■ WHAT YOU ARE ASKED TO DO
The answer should consist solely of the lines from the first one below through the line containing "--- a/Sources/MapboxCoreNavigation/Locale.swift", copied exactly.

Start of Block

PR #383, opened 2017-07-13
Use fractions for voice only

frederoni:
Fixes #375 - Use fractions for voice

@1ec5 @bsudekum 👀

PR #3547, opened 2021-11-02
Deprecate custom usesMetric in favor of iOS defined usesMetricSystem

S2Ler:
iOS has standard `usesMetricSystem` variable that [works differently](https://github.com/mapbox/mapbox-navigation-ios/pull/3547#discussion_r741311298) for UK locale

### DIFF
--- a/Sources/MapboxCoreNavigation/Locale.swift
+++ b/Sources/MapboxCoreNavigation/Locale.swift
@@ -24,15 +24,17 @@ extension Locale {
      */
     public static var nationalizedCurrent = Locale(identifier: preferredLocalLanguageCountryCode)
     
+    @available(*, deprecated, message: "Use Locale.current.measuresDistancesInMetricUnits instead")
     public static var usesMetric: Bool {
-        let locale = self.current as NSLocale
-        guard let measurementSystem = locale.object(forKey: .measurementSystem) as? String else {
-            return false
-        }
-        return measurementSystem == "Metric"
+        Locale.current.measuresDistancesInMetricUnits
     }
-    
+
+    @available(*, deprecated, renamed: "measuresDistancesInMetricUnits")
     public var usesMetric: Bool {
+        measuresDistancesInMetricUnits
+    }
+
+    public var measuresDistancesInMetricUnits: Bool {
         let locale = self as NSLocale
         guard let measurementSystem = locale.object(forKey: .measurementSystem) as? String else {
             return false
--- a/CHANGELOG.md
+++ b/CHANGELOG.md
@@ -37,6 +37,10 @@
 * Fixed an issue where the entire route line was colored as `NavigationMapView.routeCasingColor` instead of `NavigationMapView.trafficUnknownColor` when traffic congestion data was missing. ([#3577](https://github.com/mapbox/mapbox-navigation-ios/pull/3577))
 * Fixed an issue where `RouteStepProgress.currentIntersection` was always returning invalid value, which in turn caused inability to correctly detect whether specific location along the route is in tunnel, or not. ([#3559](https://github.com/mapbox/mapbox-navigation-ios/pull/3559))
 
+### Other changes
+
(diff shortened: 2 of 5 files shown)


Sources/MapboxCoreNavigation/Locale.swift
```diff
@@ -23,20 +23,13 @@ extension Locale {
      Returns a `Locale` from `preferredLocalLanguageCountryCode`.
      */
     public static var nationalizedCurrent = Locale(identifier: preferredLocalLanguageCountryCode)
-    
+
     public static var usesMetric: Bool {
```
1ec5, line 27: Might as well deprecate this method if it’s as simple as writing `Locale.current.usesMetric`.

Sources/MapboxCoreNavigation/Locale.swift
```diff
@@ -23,20 +23,13 @@ extension Locale {
...
-        let locale = self.current as NSLocale
-        guard let measurementSystem = locale.object(forKey: .measurementSystem) as? String else {
-            return false
-        }
-        return measurementSystem == "Metric"
+        return current.usesMetricSystem
     }
     
+    @available(*, deprecated, renamed: "usesMetricSystem")
     public var usesMetric: Bool {
```
1ec5, line 32: `usesMetricSystem` behaves differently for `en-GB` locale, because the UK uses miles and yards for road distances and feet and inches for width and height restrictions, but they use the metric system for most other purposes: https://github.com/mapbox/mapbox-navigation-ios/pull/383#discussion_r127935522.

```swift
Locale(identifier: "en-GB").usesMetricSystem // true
NSLocale(localeIdentifier: "en-GB").usesMetricSystem // true
NSLocale(localeIdentifier: "en-GB").object(forKey: .measurementSystem) // "U.K."
```

This method is specifically used to decide the units for distances:

https://github.com/mapbox/mapbox-navigation-ios/blob/db95f8b68b528027036a92a83eb425274b88a905/Sources/MapboxNavigation/NavigationViewController.swift#L218

Instead of deprecating this method, we should rename it to `measuresDistancesInMeters`. Maybe there’s something in `MeasurementFormatter` that can make this decision more data-driven and avoid the use of NSLocale objects.

S2Ler: That makes sense, thanks, I will revisit this PR

S2Ler: Renamed

Sources/MapboxCoreNavigation/Locale.swift
```diff
@@ -24,15 +24,17 @@ extension Locale {
...
+        Locale.current.usesMetricDistanceUnits
     }
-    
+
+    @available(*, deprecated, renamed: "usesMetricDistanceUnits")
     public var usesMetric: Bool {
+        usesMetricDistanceUnits
+    }
+
+    public var usesMetricDistanceUnits: Bool {
```
1ec5, line 37: Nit: “Uses” isn’t a very meaningful word. `prefersMetricDistances`? `measuresDistancesInMetricUnits`?

1ec5 (approved):
Suggested changelog entry:

* Renamed the `Locale.usesMetric` property to `Locale.usesMetricDistanceUnits`. ([#3547](https://github.com/mapbox/mapbox-navigation-ios/pull/3547))

Sources/MapboxCoreNavigation/Locale.swift
S2Ler: Renamed to `measuresDistancesInMetricUnits` 👍

S2Ler:
> Suggested changelog entry:
> 
> * Renamed the `Locale.usesMetric` property to `Locale.usesMetricDistanceUnits`. ([#3547](https://github.com/mapbox/mapbox-navigation-ios/pull/3547))

Added, also, mentioning that the old method is still there.

bamx23 (approved):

End of Block

■ EXPECTED ANSWER
PR #383, opened 2017-07-13
Use fractions for voice only

frederoni:
Fixes #375 - Use fractions for voice

@1ec5 @bsudekum 👀

PR #3547, opened 2021-11-02
Deprecate custom usesMetric in favor of iOS defined usesMetricSystem

S2Ler:
iOS has standard `usesMetricSystem` variable that [works differently](https://github.com/mapbox/mapbox-navigation-ios/pull/3547#discussion_r741311298) for UK locale

### DIFF
--- a/Sources/MapboxCoreNavigation/Locale.swift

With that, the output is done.